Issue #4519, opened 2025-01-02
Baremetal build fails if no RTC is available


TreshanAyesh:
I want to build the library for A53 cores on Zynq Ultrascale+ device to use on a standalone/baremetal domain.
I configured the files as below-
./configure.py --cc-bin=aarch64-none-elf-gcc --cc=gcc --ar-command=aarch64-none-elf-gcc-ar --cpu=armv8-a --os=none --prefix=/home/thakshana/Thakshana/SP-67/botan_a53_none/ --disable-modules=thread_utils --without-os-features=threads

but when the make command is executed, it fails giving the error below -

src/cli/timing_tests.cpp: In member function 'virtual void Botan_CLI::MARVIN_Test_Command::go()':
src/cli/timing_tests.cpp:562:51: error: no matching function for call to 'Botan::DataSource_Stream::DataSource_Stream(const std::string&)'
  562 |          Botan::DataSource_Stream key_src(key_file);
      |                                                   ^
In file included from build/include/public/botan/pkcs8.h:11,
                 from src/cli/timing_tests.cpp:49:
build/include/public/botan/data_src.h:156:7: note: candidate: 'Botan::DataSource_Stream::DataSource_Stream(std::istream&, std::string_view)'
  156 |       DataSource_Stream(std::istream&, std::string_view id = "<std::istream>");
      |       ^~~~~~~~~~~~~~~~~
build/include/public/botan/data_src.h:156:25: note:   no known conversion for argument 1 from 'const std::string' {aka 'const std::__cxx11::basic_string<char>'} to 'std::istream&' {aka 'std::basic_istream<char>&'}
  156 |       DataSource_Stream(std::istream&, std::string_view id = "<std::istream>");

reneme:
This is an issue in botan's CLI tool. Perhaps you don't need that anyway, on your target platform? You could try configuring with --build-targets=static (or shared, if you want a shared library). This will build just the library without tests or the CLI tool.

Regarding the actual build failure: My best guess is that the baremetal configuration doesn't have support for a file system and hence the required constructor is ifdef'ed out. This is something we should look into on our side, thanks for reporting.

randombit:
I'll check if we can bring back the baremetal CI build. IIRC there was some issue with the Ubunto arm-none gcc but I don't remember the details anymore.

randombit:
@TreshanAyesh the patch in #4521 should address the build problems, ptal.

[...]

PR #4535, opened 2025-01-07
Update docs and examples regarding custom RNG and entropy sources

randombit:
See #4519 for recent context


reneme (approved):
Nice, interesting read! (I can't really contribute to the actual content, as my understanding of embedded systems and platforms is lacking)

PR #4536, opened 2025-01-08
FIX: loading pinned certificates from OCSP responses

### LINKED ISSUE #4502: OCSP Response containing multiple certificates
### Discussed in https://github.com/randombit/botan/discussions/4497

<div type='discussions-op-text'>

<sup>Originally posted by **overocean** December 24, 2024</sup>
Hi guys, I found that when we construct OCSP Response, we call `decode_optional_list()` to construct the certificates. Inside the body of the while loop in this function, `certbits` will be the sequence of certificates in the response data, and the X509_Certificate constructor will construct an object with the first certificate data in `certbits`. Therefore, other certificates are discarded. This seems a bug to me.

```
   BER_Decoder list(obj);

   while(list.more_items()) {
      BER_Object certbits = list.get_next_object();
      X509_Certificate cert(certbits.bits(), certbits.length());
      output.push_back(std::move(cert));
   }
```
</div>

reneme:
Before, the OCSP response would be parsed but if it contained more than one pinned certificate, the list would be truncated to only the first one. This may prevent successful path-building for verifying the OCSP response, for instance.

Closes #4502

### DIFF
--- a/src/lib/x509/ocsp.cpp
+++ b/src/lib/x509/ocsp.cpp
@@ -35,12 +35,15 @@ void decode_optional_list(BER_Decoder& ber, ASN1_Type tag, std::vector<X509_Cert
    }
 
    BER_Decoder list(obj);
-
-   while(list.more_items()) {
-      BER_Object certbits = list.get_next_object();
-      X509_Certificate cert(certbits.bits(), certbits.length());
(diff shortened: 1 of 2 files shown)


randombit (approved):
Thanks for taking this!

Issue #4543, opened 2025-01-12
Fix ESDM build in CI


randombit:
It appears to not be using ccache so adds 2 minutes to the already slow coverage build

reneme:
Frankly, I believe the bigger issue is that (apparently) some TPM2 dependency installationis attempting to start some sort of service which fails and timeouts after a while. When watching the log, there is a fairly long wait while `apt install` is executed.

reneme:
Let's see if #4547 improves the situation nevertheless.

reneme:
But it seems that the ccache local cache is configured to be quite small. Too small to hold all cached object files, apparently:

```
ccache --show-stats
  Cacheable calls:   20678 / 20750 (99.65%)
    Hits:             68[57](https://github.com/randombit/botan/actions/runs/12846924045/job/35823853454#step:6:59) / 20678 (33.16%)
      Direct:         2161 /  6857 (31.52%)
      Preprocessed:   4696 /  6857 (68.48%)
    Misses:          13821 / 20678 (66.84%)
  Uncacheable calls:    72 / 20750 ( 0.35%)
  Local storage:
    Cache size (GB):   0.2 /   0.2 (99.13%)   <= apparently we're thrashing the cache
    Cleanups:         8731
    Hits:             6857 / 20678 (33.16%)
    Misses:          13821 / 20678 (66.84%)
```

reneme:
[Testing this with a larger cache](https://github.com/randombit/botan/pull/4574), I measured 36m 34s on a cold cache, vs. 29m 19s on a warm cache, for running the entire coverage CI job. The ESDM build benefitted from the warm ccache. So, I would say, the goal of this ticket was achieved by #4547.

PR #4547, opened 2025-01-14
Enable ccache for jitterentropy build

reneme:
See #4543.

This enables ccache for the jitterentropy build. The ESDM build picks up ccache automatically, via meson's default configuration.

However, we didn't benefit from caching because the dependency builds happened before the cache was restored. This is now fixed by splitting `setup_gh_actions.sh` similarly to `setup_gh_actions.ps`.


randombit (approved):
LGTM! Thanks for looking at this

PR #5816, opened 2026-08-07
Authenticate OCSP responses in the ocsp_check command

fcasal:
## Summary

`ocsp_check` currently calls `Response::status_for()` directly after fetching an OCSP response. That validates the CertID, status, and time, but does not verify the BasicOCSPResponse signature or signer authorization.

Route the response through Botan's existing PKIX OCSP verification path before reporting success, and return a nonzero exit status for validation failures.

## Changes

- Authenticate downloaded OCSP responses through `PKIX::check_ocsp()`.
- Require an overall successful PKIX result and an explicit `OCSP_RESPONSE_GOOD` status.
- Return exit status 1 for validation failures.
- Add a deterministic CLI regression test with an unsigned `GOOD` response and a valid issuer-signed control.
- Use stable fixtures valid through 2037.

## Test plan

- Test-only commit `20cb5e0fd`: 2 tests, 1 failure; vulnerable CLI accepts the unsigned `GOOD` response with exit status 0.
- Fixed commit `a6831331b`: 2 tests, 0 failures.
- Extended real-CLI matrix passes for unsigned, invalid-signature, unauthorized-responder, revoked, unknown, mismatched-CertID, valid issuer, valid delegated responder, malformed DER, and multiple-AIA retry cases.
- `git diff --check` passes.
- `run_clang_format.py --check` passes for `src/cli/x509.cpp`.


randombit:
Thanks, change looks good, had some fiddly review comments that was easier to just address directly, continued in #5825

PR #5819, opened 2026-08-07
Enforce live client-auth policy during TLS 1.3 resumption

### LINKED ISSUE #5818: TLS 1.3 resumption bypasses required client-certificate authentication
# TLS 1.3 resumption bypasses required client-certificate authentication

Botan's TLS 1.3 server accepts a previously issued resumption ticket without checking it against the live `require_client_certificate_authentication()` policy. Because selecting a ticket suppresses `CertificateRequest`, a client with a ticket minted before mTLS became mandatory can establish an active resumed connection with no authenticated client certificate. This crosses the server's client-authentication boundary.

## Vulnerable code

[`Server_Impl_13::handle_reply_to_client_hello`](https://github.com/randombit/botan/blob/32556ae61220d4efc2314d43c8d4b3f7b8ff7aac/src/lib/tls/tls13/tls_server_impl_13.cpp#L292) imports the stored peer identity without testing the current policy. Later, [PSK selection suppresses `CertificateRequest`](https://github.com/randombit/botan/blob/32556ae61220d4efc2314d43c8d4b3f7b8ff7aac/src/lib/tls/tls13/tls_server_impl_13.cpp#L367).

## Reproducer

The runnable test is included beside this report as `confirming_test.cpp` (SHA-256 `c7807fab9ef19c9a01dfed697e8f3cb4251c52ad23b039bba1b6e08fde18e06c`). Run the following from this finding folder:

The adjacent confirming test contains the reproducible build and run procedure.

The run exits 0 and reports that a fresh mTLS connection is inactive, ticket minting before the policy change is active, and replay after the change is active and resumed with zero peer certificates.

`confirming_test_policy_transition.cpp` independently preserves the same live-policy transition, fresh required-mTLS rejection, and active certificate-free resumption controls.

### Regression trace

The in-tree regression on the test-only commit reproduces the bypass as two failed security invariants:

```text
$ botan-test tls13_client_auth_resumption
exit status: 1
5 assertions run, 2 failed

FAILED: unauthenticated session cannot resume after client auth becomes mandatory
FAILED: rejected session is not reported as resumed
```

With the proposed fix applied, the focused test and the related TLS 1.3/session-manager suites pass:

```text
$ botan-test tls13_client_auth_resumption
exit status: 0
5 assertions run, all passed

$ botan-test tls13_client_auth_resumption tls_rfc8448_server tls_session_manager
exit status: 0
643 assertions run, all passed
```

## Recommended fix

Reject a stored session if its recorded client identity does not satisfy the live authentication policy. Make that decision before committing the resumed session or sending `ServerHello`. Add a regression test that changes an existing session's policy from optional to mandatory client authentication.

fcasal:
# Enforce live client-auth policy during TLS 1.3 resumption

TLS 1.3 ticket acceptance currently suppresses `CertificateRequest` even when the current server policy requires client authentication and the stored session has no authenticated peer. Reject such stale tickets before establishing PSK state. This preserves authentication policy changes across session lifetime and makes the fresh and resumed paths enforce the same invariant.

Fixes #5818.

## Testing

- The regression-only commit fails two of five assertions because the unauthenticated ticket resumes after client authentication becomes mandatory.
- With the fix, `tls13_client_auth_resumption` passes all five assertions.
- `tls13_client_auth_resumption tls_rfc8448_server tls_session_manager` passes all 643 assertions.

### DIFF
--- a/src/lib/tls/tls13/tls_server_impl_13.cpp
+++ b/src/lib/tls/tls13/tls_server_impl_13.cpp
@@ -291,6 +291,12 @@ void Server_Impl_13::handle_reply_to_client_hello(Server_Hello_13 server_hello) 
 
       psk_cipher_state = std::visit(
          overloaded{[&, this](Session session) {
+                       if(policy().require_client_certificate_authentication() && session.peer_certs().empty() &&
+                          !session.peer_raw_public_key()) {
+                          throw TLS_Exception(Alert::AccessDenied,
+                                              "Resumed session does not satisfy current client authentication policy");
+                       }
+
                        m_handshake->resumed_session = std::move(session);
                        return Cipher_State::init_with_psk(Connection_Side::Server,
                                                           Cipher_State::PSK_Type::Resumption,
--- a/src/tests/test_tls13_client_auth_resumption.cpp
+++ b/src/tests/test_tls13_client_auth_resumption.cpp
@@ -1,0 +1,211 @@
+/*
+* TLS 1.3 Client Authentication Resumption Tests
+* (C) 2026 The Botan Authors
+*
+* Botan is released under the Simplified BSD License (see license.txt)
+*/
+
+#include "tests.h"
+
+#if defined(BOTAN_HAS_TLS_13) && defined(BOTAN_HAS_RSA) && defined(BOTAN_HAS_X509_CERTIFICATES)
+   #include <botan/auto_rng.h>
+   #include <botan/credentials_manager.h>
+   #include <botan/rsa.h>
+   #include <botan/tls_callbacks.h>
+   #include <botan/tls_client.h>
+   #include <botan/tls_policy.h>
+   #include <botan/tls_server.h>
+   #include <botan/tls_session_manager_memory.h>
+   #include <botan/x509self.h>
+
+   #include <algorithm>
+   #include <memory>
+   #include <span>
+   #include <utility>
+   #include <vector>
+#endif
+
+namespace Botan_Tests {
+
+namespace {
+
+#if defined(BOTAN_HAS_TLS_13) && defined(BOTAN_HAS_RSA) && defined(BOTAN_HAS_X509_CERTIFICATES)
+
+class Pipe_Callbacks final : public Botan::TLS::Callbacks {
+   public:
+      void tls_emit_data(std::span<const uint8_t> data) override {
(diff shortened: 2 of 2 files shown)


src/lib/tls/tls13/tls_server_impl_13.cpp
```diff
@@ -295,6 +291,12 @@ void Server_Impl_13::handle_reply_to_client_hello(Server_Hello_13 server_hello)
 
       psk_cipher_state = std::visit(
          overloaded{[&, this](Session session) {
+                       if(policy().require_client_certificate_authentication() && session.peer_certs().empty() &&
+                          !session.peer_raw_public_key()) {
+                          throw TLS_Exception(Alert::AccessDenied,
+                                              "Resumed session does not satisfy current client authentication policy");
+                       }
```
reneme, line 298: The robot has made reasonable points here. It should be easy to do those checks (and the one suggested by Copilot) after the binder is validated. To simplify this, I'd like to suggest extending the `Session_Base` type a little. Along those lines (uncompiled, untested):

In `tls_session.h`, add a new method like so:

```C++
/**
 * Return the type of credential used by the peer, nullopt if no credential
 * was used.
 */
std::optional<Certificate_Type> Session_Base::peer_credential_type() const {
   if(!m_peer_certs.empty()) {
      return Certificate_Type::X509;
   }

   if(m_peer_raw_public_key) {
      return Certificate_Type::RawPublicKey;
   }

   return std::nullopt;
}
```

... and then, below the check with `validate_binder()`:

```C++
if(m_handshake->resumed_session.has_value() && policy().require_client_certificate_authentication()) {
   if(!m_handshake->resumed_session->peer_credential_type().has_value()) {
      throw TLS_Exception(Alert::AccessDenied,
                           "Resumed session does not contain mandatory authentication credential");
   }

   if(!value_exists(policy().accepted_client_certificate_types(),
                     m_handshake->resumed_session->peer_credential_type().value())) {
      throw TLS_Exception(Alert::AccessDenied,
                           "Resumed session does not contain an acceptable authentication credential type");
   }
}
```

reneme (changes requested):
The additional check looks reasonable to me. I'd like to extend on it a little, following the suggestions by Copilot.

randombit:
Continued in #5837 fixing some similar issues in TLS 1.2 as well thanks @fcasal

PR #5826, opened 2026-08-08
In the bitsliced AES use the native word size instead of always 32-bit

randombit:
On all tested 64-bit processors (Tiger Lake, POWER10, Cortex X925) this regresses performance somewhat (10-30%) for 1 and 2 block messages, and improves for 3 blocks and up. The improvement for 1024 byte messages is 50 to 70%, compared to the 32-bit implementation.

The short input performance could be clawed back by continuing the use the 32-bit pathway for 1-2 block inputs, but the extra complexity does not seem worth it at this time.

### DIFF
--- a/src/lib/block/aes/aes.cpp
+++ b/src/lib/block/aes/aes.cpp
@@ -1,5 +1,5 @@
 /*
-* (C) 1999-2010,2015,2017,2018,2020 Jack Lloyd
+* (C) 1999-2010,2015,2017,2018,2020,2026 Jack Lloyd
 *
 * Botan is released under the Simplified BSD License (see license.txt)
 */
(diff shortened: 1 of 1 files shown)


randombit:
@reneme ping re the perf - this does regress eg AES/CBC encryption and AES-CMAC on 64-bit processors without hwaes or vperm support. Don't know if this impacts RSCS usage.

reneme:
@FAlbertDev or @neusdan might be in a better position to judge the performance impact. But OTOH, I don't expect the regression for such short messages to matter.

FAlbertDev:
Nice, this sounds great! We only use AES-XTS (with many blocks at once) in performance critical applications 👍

========

Tally up the lines holding the string "required" in the data above, and respond with nothing but the number.

• _Expected answer_: 4